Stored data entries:
- Opening Delimiter -

PR #2288, opened 2025-04-29
fix apple builds against a no-plugin LLVM

ZuseZ4:
This (in combination with yesterdays fix) let's me build rustc on apple.
Without this fix I get
```
-- BCPass-20 ignored -- Loadable modules not supported on this platform.
CMake Error at BCLoad/CMakeLists.txt:108 (target_include_directories):
  target_include_directories called with non-compilable target type
```

Used rust commands
`./configure --enable-llvm-link-shared --enable-llvm-enzyme --release-channel=nightly --enable-llvm-assertions --enable-clang --enable-lld --enable-option-checking --enable-ninja --disable-docs`
Not used flag: ` --enable-llvm-plugins `

I don't know under which flags exactly we should disable it.
if APPLE AND NO_PLUGINS?

### DIFF
--- a/enzyme/BCLoad/CMakeLists.txt
+++ b/enzyme/BCLoad/CMakeLists.txt
@@ -14,6 +14,7 @@ if (APPLE)
     set(BC_LOAD_FLAGS2 "${BC_LOAD_FLAGS2} --sysroot=${CMAKE_OSX_SYSROOT}")
 endif()
 
+if (ENZYME_ENABLE_PLUGINS)
 if (NOT ("${BC_LOAD_HEADER}" STREQUAL ""))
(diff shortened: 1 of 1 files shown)


wsmoses:
yeah this is definitely wrong, probably go inside of BCLoad itself and only build the plugin if plugins are enabled, like presumably already done within Enzyme

ZuseZ4:
But should this do anything if only libEnzyme is build?

ZuseZ4:
Relevant test run (I'd wait 30 min for it before merging here): https://github.com/rust-lang/rust/pull/140064#issuecomment-2839686585

ZuseZ4:
ok @wsmoses the rust failure is unrelated, so I'd still merge this since it fixes at least a local mac build.

wsmoses (approved):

- Closing Delimiter -

What you will do =
With the line containing "ok @wsmoses the" as the first and the last line of the records as the final one, print exactly the lines in that span.

Exercise result =
ok @wsmoses the rust failure is unrelated, so I'd still merge this since it fixes at least a local mac build.

wsmoses (approved):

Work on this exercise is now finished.